2. INTERFERENCE CORRECTION
   Spillover bias: +0.07 min
   Corrected: +0.44 min

3. INTERACTION ADJUSTMENT
   Notification experiment interaction: -0.08 min
   Expected production effect: +0.36 min

4. NOVELTY ASSESSMENT
   Classification: mild_novelty
   Week 1 effect: +0.42 min
   Week 2 effect: +0.33 min
   Long-run estimate: +0.31 min

5. RECOMMENDATION
   Ship with monitoring. Expected long-run lift: +0.30 to +0.36 min
   (0.31 min novelty-adjusted, 0.36 min interaction-adjusted)
   Monitor for 30 days post-launch with holdback group.

Lessons

The naive A/B test estimated +0.37 minutes. The rigorous analysis reveals a more nuanced picture:

Interference correction moves the estimate up to +0.44 (the naive test underestimated the direct effect because of positive spillover).
Interaction adjustment moves the expected production impact down to +0.36 (the ranking effect is attenuated when the notification reduction ships concurrently).
Novelty correction moves the long-run estimate down further to +0.31 (the week 1 lift was inflated by novelty).

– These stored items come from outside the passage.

PR #1777, opened 2026-05-15
update expectations for litellm proxy to openai

jmartin-tech:
as of litellm 1.84.0 inference requests may raise ISE error when the proxy target resolved in litellm is not configured

## Verification

### DIFF
--- a/garak/generators/litellm.py
+++ b/garak/generators/litellm.py
@@ -172,6 +172,7 @@ class LiteLLMGenerator(Generator):
             response = self.litellm.completion(**params)
         except (
             self.litellm.exceptions.AuthenticationError,  # authentication failed for detected or passed `provider`
+            self.litellm.exceptions.InternalServerError,  # can be raised when the detected provider is not configured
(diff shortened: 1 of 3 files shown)


garak/generators/litellm.py
```diff
@@ -172,6 +172,7 @@ def _call_model(
             response = self.litellm.completion(**params)
         except (
             self.litellm.exceptions.AuthenticationError,  # authentication failed for detected or passed `provider`
+            self.litellm.exceptions.InternalServerError,  # can be raised when the detected provider is not configured
```
jmartin-tech, line 175: I am not sold this it a prefect solution for all ISE errors. I suspect that we will find that special handling for this error type may need to be added to filter for cases where the error was recoverable, the condition that changed that this PR covers however is not recoverable and should fail the run.

leondz: You're probably right. This patch matches established functionality closely enough

leondz (approved):

patriciapampanelli (approved):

The final estimated long-run production impact (+0.31 min) is 16% smaller than the raw A/B test suggested (+0.37 min). Without interference analysis, the team would not know the true direct effect. Without interaction detection, they would overstate the production impact. Without novelty analysis, they would overstate the long-run benefit.

The experiment ships — but with realistic expectations, a 30-day holdback group for long-run measurement, and a commitment to re-evaluate if the notification experiment also ships.

This is what rigorous experimentation looks like: not a single p-value, but a systematic accounting of every assumption and every source of bias.